EXERCISE —
How many lines in the material below include the string "chainQueryApi"? Only the number should be given.

DATA LISTING —

PR #1178, opened 2020-02-28
Update TxoState for transactions after they've been confirmed

### LINKED ISSUE #1083: Make number of confirmations the wallet requires configurable
This should be in the [`bitcoin-s.conf`](https://github.com/bitcoin-s/bitcoin-s/blob/master/testkit/src/main/resources/reference.conf#L57) file. 

``` 
bitcoin-s { 
  wallet { 
    confirmations = 6 //or whatever number 
  } 
}
```

This setting should be used to determine when utxos in the `SpendingInfoTable` should be transititioned from [TxoStates](https://github.com/bitcoin-s/bitcoin-s/blob/1ad402ea56718052dac4ea260c4bf8f7fbff8c55/core/src/main/scala/org/bitcoins/core/wallet/utxo/TxoState.scala#L10). For instance, from `PendingConfirmationsReceived` -> `ConfirmedReceived`. 

The `TxoState` in `SpendingInfoDb` should be updated here in [processExistingIncomingTxo](https://github.com/bitcoin-s/bitcoin-s/blob/1ad402ea56718052dac4ea260c4bf8f7fbff8c55/wallet/src/main/scala/org/bitcoins/wallet/internal/TransactionProcessing.scala#L241). If we have more confirmations than required, we should transition the utxo to the next `TxoState` if applicable.

benthecarman:
Closes #1083 

Built on top of #1206

### DIFF
--- a/app/server/src/main/scala/org/bitcoins/server/Main.scala
+++ b/app/server/src/main/scala/org/bitcoins/server/Main.scala
@@ -162,12 +162,18 @@ object Main extends App {
     lazy val onBlock: OnBlockReceived = { block =>
       wallet.processBlock(block).map(_ => ())
     }
+    lazy val onHeaders: OnBlockHeadersReceived = { headers =>
+      wallet.updateTxoStatesFromHeader(headers.last).map(_ => ())
+    }
     if (nodeConf.isSPVEnabled) {
-      Future.successful(NodeCallbacks(onTxReceived = Seq(onTx)))
+      Future.successful(
+        NodeCallbacks(onTxReceived = Seq(onTx),
+                      onBlockHeadersReceived = Seq(onHeaders)))
     } else if (nodeConf.isNeutrinoEnabled) {
       Future.successful(
         NodeCallbacks(onBlockReceived = Seq(onBlock),
-                      onCompactFilterReceived = Seq(onCompactFilter)))
+                      onCompactFilterReceived = Seq(onCompactFilter),
+                      onBlockHeadersReceived = Seq(onHeaders)))
     } else {
       Future.failed(new RuntimeException("Unexpected node type"))
     }
--- a/app/server/src/main/scala/org/bitcoins/server/Main.scala
+++ b/app/server/src/main/scala/org/bitcoins/server/Main.scala
@@ -163,7 +163,7 @@ object Main extends App {
       wallet.processBlock(block).map(_ => ())
     }
     lazy val onHeaders: OnBlockHeadersReceived = { headers =>
-      wallet.updateTxoStatesFromHeader(headers.last).map(_ => ())
+      wallet.updateUtxoPendingStates(headers.last).map(_ => ())
     }
     if (nodeConf.isSPVEnabled) {
       Future.successful(
--- a/node/src/main/scala/org/bitcoins/node/NodeCallbacks.scala
+++ b/node/src/main/scala/org/bitcoins/node/NodeCallbacks.scala
@@ -2,7 +2,7 @@ package org.bitcoins.node
 
 import org.bitcoins.core.crypto.DoubleSha256Digest
 import org.bitcoins.core.gcs.GolombFilter
-import org.bitcoins.core.protocol.blockchain.{Block, MerkleBlock}
+import org.bitcoins.core.protocol.blockchain.{Block, BlockHeader, MerkleBlock}
 import org.bitcoins.core.protocol.transaction.Transaction
 import org.bitcoins.core.util.FutureUtil
 import org.bitcoins.db.MarkedLogger
@@ -20,14 +20,16 @@ case class NodeCallbacks(
     onCompactFilterReceived: Seq[OnCompactFilterReceived] = Seq.empty,
     onTxReceived: Seq[OnTxReceived] = Seq.empty,
     onBlockReceived: Seq[OnBlockReceived] = Seq.empty,
-    onMerkleBlockReceived: Seq[OnMerkleBlockReceived] = Seq.empty
+    onMerkleBlockReceived: Seq[OnMerkleBlockReceived] = Seq.empty,
+    onBlockHeadersReceived: Seq[OnBlockHeadersReceived] = Seq.empty
 ) {
 
   def +(other: NodeCallbacks): NodeCallbacks = copy(
     onCompactFilterReceived = onCompactFilterReceived ++ other.onCompactFilterReceived,
     onTxReceived = onTxReceived ++ other.onTxReceived,
     onBlockReceived = onBlockReceived ++ other.onBlockReceived,
-    onMerkleBlockReceived = onMerkleBlockReceived ++ other.onMerkleBlockReceived
+    onMerkleBlockReceived = onMerkleBlockReceived ++ other.onMerkleBlockReceived,
+    onBlockHeadersReceived = onBlockHeadersReceived ++ other.onBlockHeadersReceived
   )
 
   def executeOnTxReceivedCallbacks(logger: MarkedLogger, tx: Transaction)(
@@ -81,6 +83,21 @@ case class NodeCallbacks(
                 err)
           }))
   }
+
+  def executeOnBlockHeadersReceivedCallbacks(
+      logger: MarkedLogger,
+      headers: Vector[BlockHeader])(
+      implicit ec: ExecutionContext): Future[Unit] = {
+    onBlockHeadersReceived
+      .foldLeft(FutureUtil.unit)((acc, callback) =>
+        acc.flatMap(_ =>
+          callback(headers).recover {
+            case err: Throwable =>
+              logger.error(
+                "onBlockHeadersReceived Callback failed with error: ",
+                err)
+          }))
+  }
 }
 
 object NodeCallbacks {
@@ -101,12 +118,17 @@ object NodeCallbacks {
   def onCompactFilterReceived(f: OnCompactFilterReceived): NodeCallbacks =
     NodeCallbacks(onCompactFilterReceived = Seq(f))
 
+  /** Constructs a set of callbacks that only acts on block headers received */
+  def onBlockHeadersReceived(f: OnBlockHeadersReceived): NodeCallbacks =
+    NodeCallbacks(onBlockHeadersReceived = Seq(f))
+
   /** Empty callbacks that does nothing with the received data */
   val empty: NodeCallbacks =
     NodeCallbacks(
       onTxReceived = Seq.empty,
       onBlockReceived = Seq.empty,
       onMerkleBlockReceived = Seq.empty,
-      onCompactFilterReceived = Seq.empty
+      onCompactFilterReceived = Seq.empty,
+      onBlockHeadersReceived = Seq.empty
     )
 }
--- a/node/src/main/scala/org/bitcoins/node/networking/peer/DataMessageHandler.scala
+++ b/node/src/main/scala/org/bitcoins/node/networking/peer/DataMessageHandler.scala
@@ -194,6 +194,7 @@ case class DataMessageHandler(
         for {
           newApi <- chainApiF
           newSyncing <- getHeadersF
+          _ <- callbacks.executeOnBlockHeadersReceivedCallbacks(logger, headers)
         } yield {
           this.copy(chainApi = newApi, syncing = newSyncing)
         }
--- a/wallet/src/main/scala/org/bitcoins/wallet/LockedWallet.scala
+++ b/wallet/src/main/scala/org/bitcoins/wallet/LockedWallet.scala
@@ -5,8 +5,13 @@ import org.bitcoins.core.bloom.{BloomFilter, BloomUpdateAll}
 import org.bitcoins.core.crypto._
 import org.bitcoins.core.currency._
 import org.bitcoins.core.hd.HDAccount
+import org.bitcoins.core.protocol.blockchain.BlockHeader
 import org.bitcoins.core.protocol.transaction.TransactionOutPoint
 import org.bitcoins.core.wallet.utxo.TxoState
+import org.bitcoins.core.wallet.utxo.TxoState.{
+  ConfirmedReceived,
+  PendingConfirmationsReceived
+}
 import org.bitcoins.wallet.api._
 import org.bitcoins.wallet.config.WalletAppConfig
 import org.bitcoins.wallet.internal._
@@ -71,7 +76,7 @@ abstract class LockedWallet
   }
 
   override def getConfirmedBalance(): Future[CurrencyUnit] = {
-    val confirmed = filterThenSum(_.blockHash.isDefined)
+    val confirmed = filterThenSum(_.state == ConfirmedReceived)
     confirmed.foreach(balance =>
       logger.trace(s"Confirmed balance=${balance.satoshis}"))
     confirmed
@@ -92,7 +97,7 @@ abstract class LockedWallet
   }
 
   override def getUnconfirmedBalance(): Future[CurrencyUnit] = {
-    val unconfirmed = filterThenSum(_.blockHash.isEmpty)
+    val unconfirmed = filterThenSum(_.state == PendingConfirmationsReceived)
     unconfirmed.foreach(balance =>
       logger.trace(s"Unconfirmed balance=${balance.satoshis}"))
     unconfirmed
@@ -161,6 +166,18 @@ abstract class LockedWallet
       utxos: Vector[SpendingInfoDb]): Future[Vector[SpendingInfoDb]] = {
     val updated = utxos.map(_.copyWithState(TxoState.Reserved))
     spendingInfoDAO.updateAll(updated)
+  }
+
+  override def updateTxoStatesFromHeader(
+      blockHeader: BlockHeader): Future[Vector[SpendingInfoDb]] = {
+    for {
+      infos <- spendingInfoDAO.findAllPendingConfirmation
+      updatedInfos <- {
+        val updatedInfoFs =
+          infos.map(info => updateUtxoConfirmedState(info, blockHeader.hashBE))
+        Future.sequence(updatedInfoFs)
+      }
+    } yield updatedInfos
   }
 }
 
--- a/wallet/src/main/scala/org/bitcoins/wallet/LockedWallet.scala
+++ b/wallet/src/main/scala/org/bitcoins/wallet/LockedWallet.scala
@@ -168,7 +168,8 @@ abstract class LockedWallet
     spendingInfoDAO.updateAll(updated)
   }
 
-  override def updateTxoStatesFromHeader(
+  /** @inheritdoc */
+  def updateUtxoPendingStates(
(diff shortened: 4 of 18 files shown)


wallet/src/main/scala/org/bitcoins/wallet/internal/TransactionProcessing.scala
```diff
@@ -268,7 +268,22 @@ private[wallet] trait TransactionProcessing extends WalletLogger {
               s"Failed to update confirmation count of transaction=${transaction.txIdBE}",
               err))
 
-          updateF
+          updateF.flatMap { updated =>
```
Christewart: So this is where we can get a lot of leverage out of using ADTs. With how the current code is written you are using `if()` which doesn't give you any compiler guarantees about handling states correctly, _and_ doesn't give us any warnings if someday we need to add more types to `TxoState`. Here is a more functional and scalable approach to this:

```scala
          for {
            updated <- updateF
            confsOpt <- chainQueryApi.getNumberOfConfirmations(blockHash)
            stateChange <- {
              confsOpt match {
                case None => Future.successful(updated)
                case Some(confs) =>
                  if (confs >= walletConfig.requiredConfirmations) {
                    updated.state match {
                      case pending @ (TxoState.PendingConfirmationsReceived | TxoState.PendingConfirmationsSpent) =>
                        spendingInfoDAO.update(
                          updated.copyWithState(pending))
                      case TxoState.DoesNotExist =>
                        // ??? corrupt chain ???
                        ???
                      case TxoState.ConfirmedReceived | TxoState.ConfirmedSpent =>
                        // ??? reorg ???
                        ???
                    }
                  } else {
                    //verify that the state is at least Pending ??
                    ???
                  }
              }
            }
          } yield stateChange
```

With ADTs we can more accurately model what states are actually possible, if we decide to use them, and it gives us a clear framework for us to think in for what we possibly need to handle. When in doubt about ADTs, [listen to Jane Street](https://youtu.be/FnBPECrSC7o?t=1879)! 

Honestly, even my code is a little ugly. We should probably break out the pattern match into it's own helper method.

wallet/src/main/scala/org/bitcoins/wallet/config/WalletAppConfig.scala
```diff
@@ -61,6 +61,9 @@ case class WalletAppConfig(
 
   lazy val discoveryBatchSize: Int = config.getInt("wallet.discoveryBatchSize")
 
+  lazy val requiredConfirmations: Int =
+    config.getInt("wallet.requiredConfirmations")
```
Christewart, line 65: require that this isn't `0`?

wallet/src/main/scala/org/bitcoins/wallet/internal/TransactionProcessing.scala
Christewart: Also it looks like on my first iteration of writing this code i forgot a state... just to show the power of ADTs I didn't consider `Reserved`! Doh. 

>[warn] /home/suredbits/dev/bitcoin-s/wallet/src/main/scala/org/bitcoins/wallet/internal/TransactionProcessing.scala:279:29: match may not be exhaustive.
[warn] It would fail on the following input: Reserved
[warn]                     updated.state match {

wallet/src/main/scala/org/bitcoins/wallet/config/WalletAppConfig.scala
Christewart: at least it shouldn't be negative, that's for sure

benthecarman:
The updating of the state after block headers wasn't as big as I expected so I added it to this PR. Should be good for review now

app/server/src/main/scala/org/bitcoins/server/Main.scala
```diff
@@ -165,12 +165,19 @@ object Main extends App {
       wallet.processBlock(block)
       ()
     }
+    lazy val onHeaders: OnBlockHeadersReceived = { headers =>
+      wallet.updateTxoStatesFromHeader(headers.last)
```
Christewart: Why just the last header? Shouldn't this iterate through every header? I.e.

```scala
headers.foreach { h => 
  wallet.updateTxoStatesFromHeader(h)
}
```

I'm also worried there is going to be async problems here, as the `OnBockHeadersReceived` alias is a `Vector[BlockHeader] => Unit` while `updateTxoSatesFromHeader()` returns a `Future`, so this isn't async safe.

node/src/main/scala/org/bitcoins/node/NodeCallbacks.scala
```diff
@@ -41,12 +43,17 @@ object NodeCallbacks {
   def onCompactFilterReceived(f: OnCompactFilterReceived): NodeCallbacks =
     NodeCallbacks(onCompactFilterReceived = Seq(f))
 
+  /** Constructs a set of callbacks that only acts on compact filter received */
```
Christewart: is this comment wrong?

wallet/src/main/scala/org/bitcoins/wallet/api/WalletApi.scala
```diff
@@ -74,6 +74,9 @@ trait LockedWalletApi extends WalletApi {
     }
   }
 
+  def updateTxoStatesFromHeader(
```
Christewart: scaladoc

wallet/src/main/scala/org/bitcoins/wallet/LockedWallet.scala
```diff
@@ -150,6 +151,18 @@ abstract class LockedWallet
     val updated = utxos.map(_.copyWithState(TxoState.Reserved))
     spendingInfoDAO.updateAll(updated)
   }
+
+  override def updateTxoStatesFromHeader(
```
Christewart: So this seems a little confusing to me, from looking at the method name, it seems that this would update all relevant utxos in the db, while looking at the implementation it only updates pending ones.

wallet/src/main/scala/org/bitcoins/wallet/internal/UtxoHandling.scala
```diff
@@ -39,6 +39,48 @@ private[wallet] trait UtxoHandling extends WalletLogger {
...
+                }
+              case TxoState.PendingConfirmationsSpent =>
+                if (confs >= walletConfig.requiredConfirmations) {
+                  spendingInfoDAO.update(
+                    txo.copyWithState(TxoState.ConfirmedSpent))
+                } else {
+                  Future.successful(txo)
+                }
+              case TxoState.Reserved =>
+                // We should keep the utxo as reserved so it is not used in
```
Christewart, line 74: but doesn't this really mean we have seen a utxo spent on the network that we thought we had reserved? Isn't this bad? Worse case couldn't this be a hack, best case somehow how we are out of sync?

wallet/src/main/scala/org/bitcoins/wallet/internal/UtxoHandling.scala
```diff
@@ -39,6 +39,48 @@ private[wallet] trait UtxoHandling extends WalletLogger {
...
+                // a future transaction that it should not be in
+                Future.successful(txo)
+              case TxoState.ConfirmedReceived | TxoState.ConfirmedSpent =>
+                val errMsg =
+                  s"TXO ${txo.txid} was marked as confirmed but did not have a block hash, the issue has been fixed"
```
Christewart: how is this fixed? I don't see it getting updated with the hash? Also isn't this technically the wrong hash? Is this why we aren't calling `update`? Couldn't this be a reorg?

Christewart (changes requested):
This seems light on unit tests

wallet/src/main/scala/org/bitcoins/wallet/internal/UtxoHandling.scala
benthecarman: Yeah, you're right, this should be changed

wallet/src/main/scala/org/bitcoins/wallet/LockedWallet.scala
benthecarman: The pending ones are the only relevant ones here, the only thing we can get from a header is a new chain tip, which means txs only care if they now have more confirmations.

app/server/src/main/scala/org/bitcoins/server/Main.scala
benthecarman: Since we will only be updating based off height it only makes sense to grab the header with the largest height.

As for the async issues, the others do the same. I think it is okay because it is just something called for the wallet, the `Unit` return is a safety measure so the node doesn't receive any data that it doesn't want/need (at least that's what it seems like to me)

wallet/src/main/scala/org/bitcoins/wallet/internal/UtxoHandling.scala
benthecarman: Yes you are right, however, it should not change if we are just receiving block headers. Will keep it the same here but need to change it in `processTransaction`

app/server/src/main/scala/org/bitcoins/server/Main.scala
Christewart: >Since we will only be updating based off height it only makes sense to grab the header with the largest height.

First off, this is an implementation detail that I definitely don't think we should rely on long term (reorgs, heaviest POW chain etc). 

Also do  we have any sort of guarantee that our internal processing of headers in the chain project is finished before this callback is called? If I remember correctly, for neutrino to update a transaction we need to: 

1. Get the block header
2. Get the compact filter header
3. Get the compact filter
4. See if any of our utxos match the filter 
5. Fetch the full block
6. Scan the full block for utxos
7. Update the the `SpendingInfoTable`

Also it seems like just a bad logical break to be ignoring _all_ headers we see except the last one. Our wallet should be built to update when we receive a single block, not a `Vector`. It's too hard to reason about when we start thinking about updating receiving sequences of blocks at the same time. We should iterate through each of those single blocks and apply the appropriate updates _for that single block_ to the wallet, and then move onto the next one. This callback breaks that. 

>As for the async issues, the others do the same. I think it is okay because it is just something called for the wallet, the Unit return is a safety measure so the node doesn't receive any data that it doesn't want/need (at least that's what it seems like to me)

Yeah, I don't like how we handle that to be honest though as it isn't really safe to use for exactly this reason. How do you know if your callback is done processing? We use async code everywhere internally.

rorp: Yes. We'll need to change callbacks to return types to `Future[]`, and use the returned values from call backs in `for`/`flatMap` statements to prevent concurrency issues.

node/src/main/scala/org/bitcoins/node/networking/peer/DataMessageHandler.scala
```diff
@@ -196,6 +196,8 @@ case class DataMessageHandler(
           logger.error(s"Error when processing headers message", err)
         }
 
+        callbacks.onBlockHeadersReceived.foreach(_.apply(headers))
```
rorp: This line should be changed to something like:
```suggestion
for {
  _ <- callbacks.onBlockHeadersReceived.foldLeft(FutureUtil.unit)(
              (acc, callback) => acc.flatMap(_ => callback(headers)))
  newApi <- chainApiF
...
```

app/server/src/main/scala/org/bitcoins/server/Main.scala
rorp: Also, `headers` can be empty. `bitcoind` returns an empty `headers` message when a fully synced node send `getheaders` command.

rorp (changes requested):

node/src/main/scala/org/bitcoins/node/networking/peer/DataMessageHandler.scala
```diff
@@ -101,8 +102,9 @@ case class DataMessageHandler(
           Try {
             val blockFilter =
               BlockFilter.fromBytes(filter.filterBytes, filter.blockHash)
-            callbacks.onCompactFilterReceived.foreach(
-              _.apply(filter.blockHash, blockFilter))
+            callbacks.onCompactFilterReceived.foldLeft(FutureUtil.unit)(
```
rorp: I think we need all types of callback to be called synchronously, i.e. plugged into the `for` statements, like you did in line 202 for `onBlockHeadersReceived`.

node/src/main/scala/org/bitcoins/node/networking/peer/DataMessageHandler.scala
```diff
@@ -206,7 +210,8 @@ case class DataMessageHandler(
         logger.info(
           s"Received block message with hash ${msg.block.blockHeader.hash.flip}")
         Future {
-          callbacks.onBlockReceived.foreach(_.apply(msg.block))
+          callbacks.onBlockReceived.foldLeft(FutureUtil.unit)((acc, callback) =>
```
rorp: No need to wrap it in `Future` here, `foldLeft` returns a `Future` now.
```suggestion
          callbacks.onBlockReceived.foldLeft(FutureUtil.unit)((acc, callback) => acc.flatMap(_ => callback(msg.block))).map(_ => this)
```

node/src/main/scala/org/bitcoins/node/networking/peer/DataMessageHandler.scala
```diff
@@ -220,7 +225,8 @@ case class DataMessageHandler(
           logger.trace(
             s"Transaction=${tx.txIdBE} does not belong to merkleblock, processing given callbacks")
           Future {
-            callbacks.onTxReceived.foreach(_.apply(tx))
+            callbacks.onTxReceived.foldLeft(FutureUtil.unit)((acc, callback) =>
```
rorp: Same here:
```suggestion
            callbacks.onTxReceived.foldLeft(FutureUtil.unit)((acc, callback) => acc.flatMap(_ => callback(tx))).map(_ => this)
```

rorp (changes requested):

wallet/src/main/scala/org/bitcoins/wallet/internal/TransactionProcessing.scala
```diff
@@ -268,7 +268,46 @@ private[wallet] trait TransactionProcessing extends WalletLogger {
...
+            confsOpt <- chainQueryApi.getNumberOfConfirmations(blockHash)
+            stateChange <- {
+              confsOpt match {
+                case None => Future.successful(updated)
+                case Some(confs) =>
+                  updated.state match {
+                    case TxoState.PendingConfirmationsReceived |
+                        TxoState.DoesNotExist =>
+                      if (confs >= walletConfig.requiredConfirmations) {
+                        spendingInfoDAO.update(
```
rorp: I think we should update both block hash and state in one database call.

wallet/src/main/scala/org/bitcoins/wallet/internal/UtxoHandling.scala
```diff
@@ -39,6 +39,44 @@ private[wallet] trait UtxoHandling extends WalletLogger {
     spendingInfoDAO.findAllUnspentForAccount(hdAccount)
   }
 
+  protected def updateUtxoConfirmedState(
+      txo: SpendingInfoDb,
+      blockHash: DoubleSha256DigestBE): Future[SpendingInfoDb] = {
+    for {
+      confsOpt <- chainQueryApi.getNumberOfConfirmations(blockHash)
```
rorp, line 50: It looks very similar to the change in TransactionProcessing.scala. DRY it up, please.

wallet/src/main/scala/org/bitcoins/wallet/models/SpendingInfoTable.scala
```diff
@@ -126,6 +126,16 @@ sealed trait SpendingInfoDb extends DbRowAutoInc[SpendingInfoDb] {
   /** Updates the `blockHash` field */
   def copyWithBlockHash(blockHash: DoubleSha256DigestBE): SpendingInfoType
 
+  state match {
+    case TxoState.ConfirmedSpent | TxoState.ConfirmedReceived =>
+      require(blockHash.isDefined,
+              "Transaction cannot be confirmed without a blockHash")
+    case TxoState.PendingConfirmationsSpent |
```
rorp: nit: `case _:TxoState => ()`

rorp (changes requested):

wallet/src/main/scala/org/bitcoins/wallet/LockedWallet.scala
Christewart: From looking at the method name/documentation this isn't apparent. Can you please rename it and add a scaladoc. I.e. `updateUtxoPendingStates()`

wallet/src/main/scala/org/bitcoins/wallet/internal/TransactionProcessing.scala
```diff
@@ -284,15 +284,25 @@ private[wallet] trait TransactionProcessing extends WalletLogger {
...
+            s"Updating block_hash of txo=${transaction.txIdBE}, new block hash=$blockHash")
+          // update block hash
+          val txoWithHash = foundTxo.copyWithBlockHash(blockHash = blockHash)
+
+          // If the utxo was marked reserved we want to update it to spent now
+          // since it has been included in a block
+          val unreservedTxo = txoWithHash.state match {
+            case TxoState.Reserved =>
+              txoWithHash.copyWithState(TxoState.PendingConfirmationsSpent)
+            case _: TxoState =>
```
Christewart: it's generally bad practice to do `_: TxoState` as if we add another type to `TxoState` we won't get a compiler warning telling us we need to update our code here. It's better to list ouf the possible states: 

```scala
case TxoState.ConfirmedSpent | TxoState.ConfirmedReceived | ... => 
```
So now if in the future we make a `ReservedColdStorage` (for example) we will get compiler warning telling us we need to update our code.

wallet/src/main/scala/org/bitcoins/wallet/models/SpendingInfoDAO.scala
```diff
@@ -125,6 +125,18 @@ case class SpendingInfoDAO()(
     }
   }
 
+  private val pendingConfStates: Set[TxoState] =
```
Christewart: nit: Maybe move this into `TxoState` in case this is useful else where?

wallet/src/main/scala/org/bitcoins/wallet/models/SpendingInfoTable.scala
```diff
@@ -167,6 +167,14 @@ sealed trait SpendingInfoDb extends DbRowAutoInc[SpendingInfoDb] {
   /** Updates the `blockHash` field */
   def copyWithBlockHash(blockHash: DoubleSha256DigestBE): SpendingInfoType
 
+  state match {
```
Christewart: can you move this to the top? It's confusing to me to find it in the middle of method defintions. Also can you enumerate the `TxoState` again in the pattern match so we can get an exhaustiveness check by the compiler?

PROBLEM SOLUTION —
3